Com a morte de um mestre artesão, como fica o valor das obras deixadas por ele? Manuel Eudócio (1931-2016), o último dos artistas da geração do mestre Vitalino, morreu no último dia 13 deixando não só um legado importante para a história da cultura pernambucana como também a valorização de peças raras feitas por ele em mais de 40 anos de trabalho.
Cronista do barro, Eudócio imprimiu em sua arte traços singulares das expressões populares e das figuras do cotidiano do povo nordestino. Criação que o colocou entre os três maiores artistas do Alto do Moura, em Caruaru, junto a Vitalino (1909-1963) e Zé Caboclo (1921-1973).
Um dos artistas mais vendidos e conhecidos pelos admiradores da arte brasileira, após sua morte, a procura por peças do artista, agora raridades, aumentou. Ademilson Rodrigues, um dos nove filhos de Eudócio e seu discípulo de ofício, conta que a procura de colecionadores pelo acervo do pai já é grande. “Mas nada será vendido”, garante. “A família não botou nada à venda. Já teve gente nos procurando, sim, mas não queremos vender nada. Esse acervo deixado por papai vai fazer parte do memorial que ele tanto sonhou e que começou a fazer”, diz Ademilson.
Manuel Eudócio deixou um acervo com 200 peças para fazerem parte do seu memorial, criado na garagem da casa dele. A mais recente delas é a última feita por ele e terminada no dia em que foi internado, em 5 de fevereiro: o enterro. A construção do memorial depende agora da família dele, que já tem apoio garantido da Prefeitura de Caruaru e do Governo do Estado, de acordo com Ademilson.
A procura por obras assinadas por Manuel Eudócio também aumentou no Centro do Artesanato de Pernambuco, no Marco Zero, Porto do Recife. Segundo os funcionários do espaço, onde são comercializados trabalhos de mais de 500 artesãos, um dia depois do falecimento do mestre caruaruense foram vendidas suas duas últimas peças do estoque.
Uma das consultoras de vendas do Centro do Artesanato, Ana Vanessa, foi quem comprou a derradeira obra do mestre vendida no estabelecimento. Ela e outros dois colegas de trabalho se juntaram e pagaram R$ 500 por uma reprodução de Padre Cícero feita por Eudócio. “Eu encontrei a peça perdida entre outras, e vi que era dele. Era a última que a gente tinha. E aí compramos”, lembra Ana Vanessa. “Ainda não sabemos o que vamos fazer com ela. Mas eu queria ter uma obra de Eudócio em minha casa.”

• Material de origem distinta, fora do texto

PR #398, opened 2019-08-06
Fix network ports description

flavio:
The current contents of the [network ports](https://susedoc.github.io/doc-caasp/master/caasp-quickstart/single-html/#_ports) table are wrong and "bad organized".

The following PR introduces these changes:

  * Ensure we document also the protocol being used by the application
  * Get rid of the requirements that are no longer relevant with v4
  * Remove duplication inside of the table: the table already has a section *"All nodes"*, make consistent usage of it

**TIP for reviewers:** the overall changes are pretty big, I suggest you to review the individual commits to have a better understanding of what has changed. Each commit is well scoped and documented.

**Note well:** I've been able to deploy a cluster on AWS with security rules mapped to the contents of this table. I didn't test dex/gangway, I'll do that later.

## Updated table

I've attached an image of rendered table to make lifer easier for the reviewers.

new ports

## Open questions

I hope I didn't miss anything. Please tell me if some ports should be added/removed.

### CRI-O streaming

I found limited information about it: [here](https://github.com/cri-o/cri-o/blob/master/docs/crio.conf.5.md#crioapi-table)

Is it related with streaming the logs to a central aggregator (CC @innobead and @saschagrunert )?

On a cluster I deployed the `stream_address` is empty, meaning this streaming endpoint is not being used at all.

**Proposal:** let's drop it from the table and document somewhere else its usage (maybe the section about logging). Note well: we should also tell our users the CRI-O stream is **not** going to be secure unless a bunch of `stream_tls_{cert, key, ca}` related options are set.

## Need help reviewing the table

I think the following people can help with the review process:

* @ereslibre 
* @saschagrunert 
* @mrostecki 
* @innobead

### DIFF
--- a/adoc/deployment-sysreqs.adoc
+++ b/adoc/deployment-sysreqs.adoc
@@ -110,7 +110,7 @@ link:https://github.com/etcd-io/etcd/blob/master/Documentation/op-guide/hardware
 |===
 |Node |Port |Protocol | Accessibility |Description
 
-.6+|All nodes
+.8+|All nodes
 |22
 |TCP
 |Internal
@@ -146,6 +146,11 @@ link:https://github.com/etcd-io/etcd/blob/master/Documentation/op-guide/hardware
 |External
 |Dex (OIDC Connect)
 
+|32001
+|TCP
+|External
+|Gangway (RBAC Authenticate)
+
 .5+|Masters
 |2379
 |TCP
@@ -162,27 +167,6 @@ link:https://github.com/etcd-io/etcd/blob/master/Documentation/op-guide/hardware
 |Internal / External
 |Kubernetes API server
 
-|32000
-|TCP
-|External
-|Dex (OIDC Connect)
-
-|32001
-|TCP
-|External
-|Gangway (RBAC Authenticate)
-
-.2+|Workers
-
-|32000
-|TCP
-|External
-|Dex (OIDC Connect)
-
-|32001
-|TCP
-|External
-|Gangway (RBAC Authenticate)
 |===
 
 ==== IP Addresses
--- a/adoc/deployment-sysreqs.adoc
+++ b/adoc/deployment-sysreqs.adoc
@@ -147,7 +147,7 @@ link:https://github.com/etcd-io/etcd/blob/master/Documentation/op-guide/hardware
 |Internal
 |VXLAN traffic (used by Cilium)
 
-|10250, 20255
+|10250
 |TCP
 |Internal
 |Kubelet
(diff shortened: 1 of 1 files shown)


saschagrunert:
> ### CRI-O streaming
> I found limited information about it: [here](https://github.com/cri-o/cri-o/blob/master/docs/crio.conf.5.md#crioapi-table)
> 
> Is it related with streaming the logs to a central aggregator (CC @innobead and @saschagrunert )?

Hey, the stream server within CRI-O is used for gRPC streaming endpoints, because [some RPCs of the CRI](https://github.com/kubernetes/cri-api/blob/ba79db1301b40821d3aecf8e92ab4854d7912a00/pkg/apis/runtime/v1alpha2/api.proto#L92-L97) expect such an endpoint to be returned.

If we leave `stream_address = ""`, then the IP of the server will be auto-discovered, so probably the first host IP of the node. If the `stream_address` is commented out, it will default to `127.0.0.1`.

flavio:
@saschagrunert it looks like:

  * We should not ask our users to open this port [EASY]
  * We should also change our default configuration to have `stream_address` either commented or set to `127.0.1`. 

What do you think?

saschagrunert:
> What do you think?

Yes, we could also bind to port `0` to choose any ephemeral one. Let me check if there was any use case where the `stream_address` needs to be non-localhost...

mrostecki:
Apart from @saschagrunert's comment, looks good.

Are there any changes in OpenStack security groups needed?

nirmoy:
cilium-health `4240` port is missing.

mrostecki:
> cilium-health `4240` port is missing.

Yes, I totally forgot about it. It needs to be open for ICMP and TCP connections. On every node.

saschagrunert:
Created a follow-up request in [devel:kubic](https://build.opensuse.org/request/show/721310) to see if my change is acceptable.

flavio:
@mrostecki and @nirmoy according to https://docs.cilium.io/en/v1.4/install/system_requirements/#firewall-rules, `8472` should suffice. What's the scope of port `8471`?

nirmoy:
> @mrostecki and @nirmoy according to https://docs.cilium.io/en/v1.4/install/system_requirements/#firewall-rules, `8472` should suffice. What's the scope of port `8471`?

Isn't `8471` is artifact from flannel's health port ?

flavio:
I've updated the table based on your feedback:

new ports

flavio:
@nkoranova we can merge this change into the docs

Na Casa da Cultura, no Centro do Recife, já não há mais peças de Manuel Eudócio sendo vendidas. Na loja Caboclo de Lança, onde são comercializados os famosos bonecos de barro, o dono recolheu todas as criações de Eudócio, após a morte do artista. Os funcionários explicam que é hábito do proprietário, também colecionador.
VALORIZAÇÃO
Se nas lojas já não existem mais obras de Eudócio, oferta inversa tem ocorrido aos colecionadores. O arquiteto Carlos Augusto Lira, por exemplo, tem sido procurado por várias pessoas que o oferecem criações do mestre, a preços mais caros. “No dia em que ele morreu, recebi muitas mensagens de gente me oferecendo peças”, diz Carlos Augusto, que em sua coleção tem 50 obras de Eudócio, incluindo criações de 40 anos atrás. “São raras. Quanto mais antigas, claro, mais caras.”
Habilidoso conhecedor da arte nordestina, o arquiteto e colecionador explica que obras pertencentes a períodos com mais produção costumam ser mais baratas. “O valor dessas não podem duplicar, por exemplo”. As mais inusitadas e mais antigas devem ter seus preços mais elevados, assim como as obras mais coloridas. “Um Eudócio de 20 anos atrás tem mais valor do que uma realizada no ano passado”, afirma.
>> Leia reportagem especial com Manuel Eudócio no caderno Pernambuco Vivo
No Museu do Homem do Nordeste (MHN), em Casa Forte, seis criações de Manuel Eudócio são guardadas como tesouro junto a obras de Vitalino e Zé Caboclo. “É uma coleção qualitativa”, explica a antropóloga Ciema Mello, da Fundação Joaquim Nabuco. “No Nordeste há polos que são alicerces da arte popular brasileira, como em Caruaru, com o trio Vitalino, Zé Caboclo e Manuel Eudócio”, explica Ciema.
Admiradora da obra dos três artistas caruaruenses, a antropóloga afirma que em breve o MHN deve inaugurar uma exposição em homenagem aos três, unido as criações deles. “Vamos juntá-los, como amigos”, afirma.